Excel 2010 slow with large sets of data
Problem:
Recently I have been working with fairly large sets of data.
However, Excel seems to handle these very slowly (it takes 3-5 minutes just to open or save the file).
Spreadsheet details
- Rows: 50,000
- Coloumns: 90
- Worksheets: 1
- File size: 157mb.
The sheet consists of pure data. No formulae or VBA script has been added yet. There are no cell references (eg =H3) or arrays.
Specs:
Office 2010 32 bit
Processor : i7 3.4 GHZ Quad Core
Ram : 6 Gb
Windows 7
Steps taken thus far
I tried saving it as an Excel binary (.xlsb) file, which helped a bit (and reduced file size a bit as well).
However, 50,000 rows is nowhere near the limit of Excel 2010 (which is 1,048,576 rows), yet it's really slow. I also remember older versions of Excel being able to deal with large chunks of data relatively fast.
Is there any way of speeding Excel up?
Solution 1:
I decided to try and mimic as closely as possible your scenario. To do this I:
- created a MS Excel spreadsheet with 50,000 rows and 90 columns of data (thankfully I work with large data sets, so this wasn't too hard to do)
- ensured the data was a mixture of formats: Text, Dates, Number and General
- did not use any formulas or VBA code
However, for me this spreadsheet was only 24MB in size, which is only about 15% of the size yours is, so I cannot account for that.
Unfortunately, the only context you've provided is the read/write speed for opening/saving your spreadsheet, so this is all I could test for. My results are as follows:
- 7.68 seconds to save the data to a local hard drive
- 3 mins 53 seconds to save the data to a network drive
- 10.4 seconds to open the data from a local drive
- 50.43 seconds to open the data from a network drive
Now, since my 50,000 rows and 90 columns of data only amounted to 24MB, my data is obviously going to take a lot less to save and load than your 157MB file (which is about 6.5 times larger).
However, as you can see, the speed of opening and saving files is not dictated purely by the size of the file itself. Working with an SSD is a lot faster than a local hard drive which in turn is a lot faster than a networked drive. Also, the type of network has a huge impact on data transfer speeds (e.g. Gigabit ethernet is a lot faster than fast ethernet).

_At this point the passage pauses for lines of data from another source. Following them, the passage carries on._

PR #40, opened 2020-02-12
Implement EnumerateDevices and DeviceID property

### LINKED ISSUE #38: Filter device by deviceId
It is `MediaTrackConstraints.deviceId` in Web API.

at-wat:
Implement EnumerateDevices and register all devices
Select media with DeviceID property

### Reference issue
Closes #38

### DIFF
--- a/go.mod
+++ b/go.mod
@@ -5,7 +5,7 @@ go 1.13
 require (
 	github.com/blackjack/webcam v0.0.0-20191123110216-08fa32efcb67
 	github.com/faiface/beep v1.0.2
-	github.com/jfreymuth/pulse v0.0.0-20200107133239-fe42f62ea140
+	github.com/jfreymuth/pulse v0.0.0-20200118113426-7cf5f487291e
 	github.com/pion/webrtc/v2 v2.1.19-0.20200106051345-726a16faa60d
 	github.com/satori/go.uuid v1.2.0
 	gopkg.in/hraban/opus.v2 v2.0.0-20191117073431-57179dff69a6
--- a/mediadevices.go
+++ b/mediadevices.go
@@ -9,6 +9,8 @@ import (
 	"github.com/pion/webrtc/v2"
 )
 
+var errNotFound = fmt.Errorf("failed to find the best driver that fits the constraints")
+
 // MediaDevices is an interface that's defined on https://developer.mozilla.org/en-US/docs/Web/API/MediaDevices
 type MediaDevices interface {
 	GetUserMedia(constraints MediaStreamConstraints) (MediaStream, error)
@@ -130,7 +132,7 @@ func selectBestDriver(filter driver.FilterFn, constraints MediaTrackConstraints)
 	}
 
 	if bestDriver == nil {
-		return nil, MediaTrackConstraints{}, fmt.Errorf("failed to find the best driver that fits the constraints")
+		return nil, MediaTrackConstraints{}, errNotFound
 	}
 
 	// Reset Codec because bestProp only contains either audio.Prop or video.Prop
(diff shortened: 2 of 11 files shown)


pkg/driver/camera/camera_linux.go
```diff
@@ -25,11 +26,16 @@ type camera struct {
...
-	driver.GetManager().Register(defaultCam)
+	searchPath := "/dev/v4l/by-path/"
+	devices, err := ioutil.ReadDir(searchPath)
+	if err != nil {
+		// No v4l device.
+		return
+	}
+	for _, device := range devices {
+		cam := newCamera(searchPath + device.Name())
+		driver.GetManager().Register(cam, device.Name())
```
at-wat: It's impossible to determine the camera label like `front camera` on Linux.
Number in `/dev/video*` and `/dev/v4l/by-id/` depends on the timing of device plug-in.
For these reasons, I put device path (for example `pci-0000\:00\:14.0-usb-0\:9.3\:1.0-video-index0`), which is unique according to the USB port, as a label.

go.mod
```diff
@@ -5,7 +5,7 @@ go 1.13
 require (
 	github.com/blackjack/webcam v0.0.0-20191123110216-08fa32efcb67
 	github.com/faiface/beep v1.0.2
-	github.com/jfreymuth/pulse v0.0.0-20200107133239-fe42f62ea140
```
at-wat: Old version had a bug on device selection by ID.

mediadevices.go
```diff
@@ -142,18 +145,55 @@ func selectBestDriver(filter driver.FilterFn, constraints MediaTrackConstraints)
 }
 
 func (m *mediaDevices) selectAudio(constraints MediaTrackConstraints) (Tracker, error) {
-	d, c, err := selectBestDriver(driver.FilterAudioRecorder(), constraints)
+	filter := driver.FilterAudioRecorder()
+	if constraints.DeviceID != "" {
+		filter = func(d driver.Driver) bool {
+			return driver.FilterAudioRecorder()(d) && driver.FilterID(constraints.DeviceID)(d)
```
lherman-cs: I think it's more readable if it's written like the following,

```
audioFilter := driver.FilterAudioRecorder() // or even just filter
idFilter := driver.FilterID(constraints.DeviceID)
filter = func(d driver.Driver) bool {
	return audioFilter(d) && idFilter(d)
```

But, honestly, I don't have a hard feeling on this, just giving an opinion ^^. Feel free to ignore it.

mediadevices.go
```diff
@@ -142,18 +145,55 @@ func selectBestDriver(filter driver.FilterFn, constraints MediaTrackConstraints)
...
 		return nil, err
 	}
 
 	return newAudioTrack(m.codecs[webrtc.RTPCodecTypeAudio], d, c)
 }
 func (m *mediaDevices) selectVideo(constraints MediaTrackConstraints) (Tracker, error) {
-	d, c, err := selectBestDriver(driver.FilterVideoRecorder(), constraints)
+	filter := driver.FilterVideoRecorder()
+	if constraints.DeviceID != "" {
+		filter = func(d driver.Driver) bool {
```
lherman-cs: Same as above.

mediadevices.go
```diff
@@ -142,18 +145,55 @@ func selectBestDriver(filter driver.FilterFn, constraints MediaTrackConstraints)
...
 	return newVideoTrack(m.codecs[webrtc.RTPCodecTypeVideo], d, c)
 }
+
+func (m *mediaDevices) EnumerateDevices() []MediaDeviceInfo {
+	drivers := driver.GetManager().Query(
+		driver.FilterFn(func(driver.Driver) bool { return true }))
+	info := make([]MediaDeviceInfo, 0, len(drivers))
+	for _, d := range drivers {
+		var kind MediaDeviceType
+		switch {
```
lherman-cs: I like this. It makes sense. Instead of using type inference, we can use these functions to hide that. Pretty cool!

pkg/driver/camera/camera_linux.go
lherman-cs: I'm about this. On my laptop, I have 2 registered cameras, `/dev/video0` and `/dev/video1`. But, `/dev/video1` is basically not usable, I couldn't even get its information using v4l cli. Do you know why?

pkg/driver/manager.go
```diff
@@ -20,6 +20,13 @@ func FilterAudioRecorder() FilterFn {
 	}
 }
 
+// FilterID return a filter function to get registered AudioRecorder which have given ID
```
lherman-cs: "*get registered drivers" since it's not only `AudioRecorder`

pkg/driver/camera/camera_linux.go
at-wat: It is reported on Kernel.org Bugzilla.
https://bugzilla.kernel.org/show_bug.cgi?id=199575
Second one seems for taking metadata of the camera.

at-wat:
Comment and filtering part are fixed. PTAL

pkg/driver/camera/camera_linux.go
lherman-cs: Ah, I see. Thanks ^^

Unfortunately, the closest computer I could find to run this test had the following specs:
- Windows 7 Enterprise (64-bit)
- i5 2.6GHz
- 8GB RAM
- MS Excel 2010 (32-bit)
Summary
In a nutshell:
- there are a lot of factors which impact read/write speeds, not just the amount of data but also your hardware and/or network environment
- a better test would be to see how long it takes for Excel to do some actual number crunching with your data, as opposed to read/write transfer speeds
- another factor in the case of Excel is if you're loading any add-ins etc and where they're located
- your data is 157MB in size, 6.5 times the size of my spreadsheet also containing 4.5 million cells of data (so what accounts for this?)
- install more RAM (I have worked with large data sets in Excel - Windows and Mac - for nearly two decades and the biggest factor in Excel's performance is the amount of RAM you have installed
- with 4.5 million cells of data you may need to reconsider whether a database would serve your needs better
Solution 2:
Spreadsheet is definitely not the right tool to handler large set of data because cell are loaded as object in memory (a very inefficient way).
You can use CSV (or TSV) format for your data and use dedicated tools to manipulate them. Such as open-refine or GNU awk, etc.
EDIT : I recently tried visidata on quite large dataset (1.7GB, 300k+ lines) with success. Very convenient quickly to slice and dice.